# Homework 6: CSCI 347: Data Mining
Name: **Sam Behrens**
Show your work. Include any code snippets you used to generate an answer, using comments in the code to clearly indicate which problem corresponds to which code.
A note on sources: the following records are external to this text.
PR #388, opened 2026-09-20
refactor(core): enforce symbol-level ownership in core

### LINKED ISSUE #385: [Architecture follow-up 1/3] Enforce symbol-level ownership in core
## Goal

Finish the shared-kernel refactor at **symbol and responsibility level**, not only at Go-package level.

Production implementation used by only one executable should normally be owned by that executable. `core` should contain only:

1. code with real production consumers in both applications;
2. an intentionally shared wire contract between processes; or
3. repository-wide test/build infrastructure.

A stable HTTP contract is not, by itself, a reason for its Go implementation to live in `core`. If a type is kept there as a public Go SDK surface, that must be an explicit, documented decision.

This is a structural follow-up to #332–#360. Those issues successfully fixed the module graph; this issue removes the application policy that remains inside otherwise-shared packages.

## Why this is one issue

The remaining problems are small fragments inside packages that the architecture table correctly calls `kernel`. Filing one issue per package would obscure the single boundary decision and cause the architecture guard, imports, tests, and naming to be revised repeatedly.

The unit of work is one rule: **a shared package must not hide one-application implementation merely because another symbol in the package is shared**.

## Current census and intended ownership

Re-run the production consumer census before implementation and treat it as the source of truth. The following is the reviewed starting point.

| Current surface | Finding | Intended direction |
|---|---|---|
| `core/handlerhelpers/auth_helper.go` | Implements the admin console's OAuth redirect, PKCE and scope flow; constructed by `adminconsole/internal/server/routes.go` | Move to an admin-console package such as `internal/oauthclient` or `internal/authflow` |
| `core/handlerhelpers/template_funcs.go` | `isAdmin*Page` helpers and `JSBootstrap` are admin-console presentation policy | Move to adminconsole; let each process contribute its own template functions |
| `core/handlerhelpers/http_helper.go` | Adds admin-specific `loggedInUser` / `isAdmin` page data | Move that enrichment to adminconsole; keep only a neutral renderer if it remains genuinely shared |
| `core/middleware/middleware_jwt.go` | Bearer-token middleware is authserver-owned; console JWT/session middleware is adminconsole-owned | Move each half to its owning application |
| `core/middleware/middleware_csrf.go` | Shared code hard-codes authserver and adminconsole route names | Keep a neutral CSRF mechanism if useful, but make exemption/policy configuration application-owned |
| `core/i18n/middleware.go` | Machine-request classification hard-codes authserver routes; locale middleware/refinement has different single-process consumers | Keep catalog/locale primitives in core and move request policy to each process |
| `core/oauth/token_exchanger.go` and `token_parser_jwks.go` | Concrete OAuth-client behavior used by adminconsole | Move to adminconsole's OAuth client boundary |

1. [13 points] Suppose you are developing a clustering algorithm, and you have a data set with a ground-truth clustering available. Your ground-truth clustering contains 4 clusters $T_1,...,T_4$, but your clustering algorithm found only 3 clusters $C_1,...C_3$. The intersection $n_{ij}$ between each of the clusters $C_i$ found by your clustering algorithm and the groundtruth clusters $T_j$ is represented by the table below, where the entry in the $i$th row and $j$th column is $n_{ij}$:
| | T1 | T2 | T3 | T4 |
| --- | --- | --- | --- | --- |
| C1 | 5 | 45 | 35 | 5 |
| C2 | 85 | 4 | 5 | 10 |
| C3 | 10 | 1 | 10 | 55 |
A. [3 points ] Compute the precision of cluster C2.
```
1/104(85) = 85/104 = 0.817
= 0.817
```
B. [4 points ] Compute the precision of the entire clustering.
```
1/270(45 + 85 + 55) = 185/270 = 0.685
= 0.685
```
C. [3 points ] Compute the recall of cluster C1.
```
1/50(45) = 45/50 = 0.9
= 0.9
```
D. [3 points] Compute the F-score of Cluster 2.
```
recall(C2) = 0.85
precision(C2) = 0.817
2 * (0.85 * 0.817) / (0.85 + 0.817) = 1.389 / 1.667 = 0.833
= 0.833
```
2. [7 points] Consider the following data that shows transactions of items purchased in a supermarket:
| Transaction ID | Items |
|:--------------:|:-----------------------------------------------------------------------------:|
| 1 | Toilet paper (9), beans (2), rice (8), milk (5), baby wipes (1) , diapers (4) |
| 2 | Oat milk (6), beans (2), toilet paper (9), orange juice (7) |
| 3 | Oat milk (6), milk (5), orange juice (7), toilet paper (9) |
| 4 | Beans (2), toilet paper (9), baby wipes (1), diapers (4) |
| 5 | Toilet paper (9), butter (3), baby wipes (1), diapers (4) |
| 6 | Milk (5), toilet paper (9), orange juice (7) |
| 7 | Milk (5), rice (8), toilet paper (9) |
| 8 | Beans (2), milk (5), rice (8), toilet paper (9) |
| 9 | Milk (5), butter (3) , diapers (4) |
| 10 | Beans (2), rice (8), toilet paper (9), baby wipes (1) |
A. [2 points ] What is the support of the itemset {milk, toilet paper}?
support of {milk, toilet paper} = **5**
B. [3 points ] If we use a minimum support threshold of 4, what are the itemsets of size 2 that are frequent?
| Itemset | Support |
| -------- | ------- |
| 1 | 4 |
| 2 | 5 |
| 3 | 2 |
| 4 | 4 |
| 5 | 6 |
| 6 | 2 |
| 7 | 3 |
| 8 | 4 |
| 9 | 9 |
| 1, 2 | 3 |
| 1, 4 | 3 |
| 1, 5 | 1 |
| 1, 8 | 2 |
| **1, 9** | **4** |
| 2, 4 | 2 |
| 2, 5 | 2 |
| 2, 8 | 3 |
| **2, 9** | **5** |
| 4, 5 | 2 |
| 4, 8 | 1 |
| 4, 9 | 3 |
| 5, 8 | 3 |
| **5, 9** | **5** |
| **8, 9** | **4** |
```
1, 9 (baby wipes and toilet paper)
2, 9 (beans and toilet paper)
5, 9 (milk and toilet paper)
8, 9 (rice and toilet paper)
```
C. [2 points]
a. [1 point] What is the confidence of the rule {rice} -> {beans}?
```
{8} -> {2}
{2, 8} = 3
{8} = 4
3/4 = 0.75
= 0.75
```
b. [1 point] What is the confidence of the rule {beans} -> {rice}?
```
{2} -> {8}
{2, 8} = 3
{2} = 5
3/5 = 0.6
= 0.6
```
3. [EXTRA CREDIT: 6 points] Write a function in Python that computes the F-score of a clustering output, with 2 input parameters: an array containing the labels of each data point in the ground-truth clustering, and an array containing the labels of each data point in the ground-truth clustering. You may use the contingency_matrix function in scikitlearn.